Saved entries
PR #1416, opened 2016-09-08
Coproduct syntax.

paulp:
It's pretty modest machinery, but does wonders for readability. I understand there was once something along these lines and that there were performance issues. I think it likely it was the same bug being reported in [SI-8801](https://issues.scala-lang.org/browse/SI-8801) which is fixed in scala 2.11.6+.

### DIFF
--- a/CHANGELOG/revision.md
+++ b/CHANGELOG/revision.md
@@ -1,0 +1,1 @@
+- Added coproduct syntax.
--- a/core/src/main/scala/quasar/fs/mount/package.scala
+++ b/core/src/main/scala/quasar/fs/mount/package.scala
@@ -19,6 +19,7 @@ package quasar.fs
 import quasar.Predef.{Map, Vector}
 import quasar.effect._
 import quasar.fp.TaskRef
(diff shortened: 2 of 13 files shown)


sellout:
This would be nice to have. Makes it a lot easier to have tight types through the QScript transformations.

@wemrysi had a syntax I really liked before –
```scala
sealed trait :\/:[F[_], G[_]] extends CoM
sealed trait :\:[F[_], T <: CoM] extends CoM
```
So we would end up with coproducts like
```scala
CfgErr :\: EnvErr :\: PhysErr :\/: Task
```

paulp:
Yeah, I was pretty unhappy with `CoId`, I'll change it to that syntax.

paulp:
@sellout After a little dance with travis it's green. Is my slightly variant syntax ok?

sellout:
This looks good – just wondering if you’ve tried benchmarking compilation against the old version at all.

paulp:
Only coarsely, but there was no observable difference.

• WHAT TO PRODUCE: Repeat the line containing "Yeah, I was" and all subsequent lines through the final line of the data, exactly and with no others.

• RESPONSE AREA:
Yeah, I was pretty unhappy with `CoId`, I'll change it to that syntax.

paulp:
@sellout After a little dance with travis it's green. Is my slightly variant syntax ok?

sellout:
This looks good – just wondering if you’ve tried benchmarking compilation against the old version at all.

paulp:
Only coarsely, but there was no observable difference.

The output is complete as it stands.